## [DATASET EXCERPT]
┄┄┄┄┄┄┄┄┄┄┄┄┄┄┄┄┄┄┄┄
PR #1404, opened 2026-06-11
feat(storage): add config to disable alone-in-bucket query optimization

sylr:
newScopedSelect skips the `ledger = ?` predicate when a ledger is the only one in its bucket, to avoid a degraded ~100%-selectivity seq scan. Add a --disable-ledger-scope-optimization serve flag that forces the predicate to always be emitted, as a performance/safety escape hatch.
┄┄┄┄┄┄┄┄┄┄┄┄┄┄┄┄┄┄┄┄
## [WORK INSTRUCTIONS]
Send back all of the material exactly as given.

## [REPLY TO THE EXERCISE]
PR #1404, opened 2026-06-11
feat(storage): add config to disable alone-in-bucket query optimization

sylr:
newScopedSelect skips the `ledger = ?` predicate when a ledger is the only one in its bucket, to avoid a degraded ~100%-selectivity seq scan. Add a --disable-ledger-scope-optimization serve flag that forces the predicate to always be emitted, as a performance/safety escape hatch.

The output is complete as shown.